*** Opening EXTRACTED DATA ***
Issue #1144, opened 2020-03-26
Check LFS availability as early as possible


mohammad-sdsc:
It happened that a user added a large file to a project (which involved a large download/calculation) and at the very end received an error that LFS is not installed/enabled.

We should do LFS checks before any downloads and warn users about its unavailability as early as possible.

PR #1239, opened 2020-04-30
feat(dataset): fail early when external storage not installed

mohammad-sdsc:
# Description

Check LFS availability ASAP.

Fixes https://github.com/SwissDataScienceCenter/renku-python/issues/1144


renku/core/management/datasets.py
```diff
@@ -261,6 +261,8 @@ def add_data_to_dataset(
                 f'Destination is not a directory: "{destination}"'
             )
 
+        self.check_external_storage()
```
Panaetius, line 264: Since this is part of client, we could decorate this method with `@ensure_external_storage` since that is what is used for this purpose in client already.

renku/core/models/cwl/command_line_tool.py
```diff
@@ -271,6 +271,8 @@ def generate_tool(self):
     @contextmanager
     def watch(self, client, no_output=False):
         """Watch a Renku repository for changes to detect outputs."""
+        client.check_external_storage()
```
Panaetius, line 274: in a similar vein to the one mentioned above, we could decorate `with_workflow_storage` with `@ensure_workflow_storage` to achieve the same result, then `check_external_storage` is not needed

renku/core/management/datasets.py
mohammad-sdsc: I am not sure if I understand your comment; do you mean to decorate `add_data_to_dataset`:
```
@ensure_external_storage
def add_data_to_dataset(...)
```
If so, this won't work because `ensure_external_storage` does nothing (i.e. doesn't call the decorated method) if LFS is not enabled, but we still want to be able to add data in that case.

renku/core/models/cwl/command_line_tool.py
mohammad-sdsc: Same as above.

renku/core/management/datasets.py
Panaetius: You're right, I didn't think this through 😖 

My main motivation was cutting down on things related to external storage, it's getting a bit crowded with `has_external_storage`, `ensure_external_storage`, `check_external_storage`, `use_external_storage` .

At least I know I've already almost introduced a bug into master by mixing up has_external_storage and use_external_storage in the past, so it was already a bit confusing.

Maybe we could rework it to have a single decorator with parameters that handles all the cases? Like `@check_external_storage(required=True, raise=False)` or something along those lines?

I'm also fine with merging this as is and creating a followup issue.

mohammad-sdsc: Actually, I couldn't do much here other than using less-confusing names: `use_external_storage` is a command line option and `ensure_external_storage` is a wrapper and neither of them can be merged with the rest.

I've merged `has_external_storage` and `check_external_storage` into one and renamed `use_external_storage` and `ensure_external_storage` to `external_storage_requested` and `check_external_storage_wrapper` respectively.

Issue #983, opened 2020-02-04
feat(deps): factor out dependency lists by component


jsam:
Service dependency list is getting bigger and with it the need to decouple `renku[cli]` from `renku[service]`. 

We should cleanup our dependency lists and separate dependencies by components: `core`, `cli`, `svc`. Each of the components should have it's own dependency list and way to install (per component). For example, the following should be possible:

```
pip install renku[cli]
pip install renku[svc]
```

PR #1241, opened 2020-05-04
Login to renkulab through CLI

ableuler:
Revival of #193, see the original PR for details about the current status.


jsam:
I wonder if we should tackle #983 before merging this one. The way I see it this would add additional vertical to it, which would be:

```
pip install renku[lab]
```

ableuler:
> I wonder if we should tackle #983 before merging this one

Sounds reasonable to me. This issue isn't terribly urgent.

rokroskar:
It seems like this might have to be a pretty manual merge... the underlying code is completely changed afaict.

jsam:
I think we should close this PR. Any objections against it?

rokroskar:
I think the general idea is right, but the code is so different now that a rebase would be pretty difficult.

ableuler:
I just wanted to make sure we still have @ebiiii's code around once we finally tackle this issue. I think many of the problems he has solved back then are independent of the rest of the renku-python codebase (ie the whole interaction with the browser). Closing the PR but keeping the branch around and mentioning it in #1242 is fine for me.

PR #1243, opened 2020-05-04
docs: update readme instructions for installing in editable mode

lorenzo-cavazzi:
# Description

Update the instructions included in the `README` file for installing `renku` locally in editable mode with `pipx`.

Not sure if `python setup.py bdist_wheel` is mandatory but I couldn't install without manually building first.

### DIFF
--- a/README.rst
+++ b/README.rst
@@ -173,13 +173,20 @@ Developing Renku
 ================
 
 For development it's convenient to install ``renku`` in editable mode. This is
-still possible with ``pipx``. First clone the repository and then do:
+still possible with ``pipx``. First clone the repository and run the setup:
+
+::
+
+    $ python setup.py bdist_wheel
+
+Then install with ``pipx`` in editable mode:
 
 ::
 
     $ pipx install \
         --editable \
-        <path-to-renku-python>[all] \
+        --force \
+        --spec <path-to-renku-python> \
         renku
 
 This will install all the extras for testing and debugging.


lorenzo-cavazzi:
*** Closing EXTRACTED DATA ***
REQUIRED ACTION
In the entries above, find each line with the word "client" and show it.

SOLUTION TO THE PROBLEM
Panaetius, line 264: Since this is part of client, we could decorate this method with `@ensure_external_storage` since that is what is used for this purpose in client already.
     def watch(self, client, no_output=False):
+        client.check_external_storage()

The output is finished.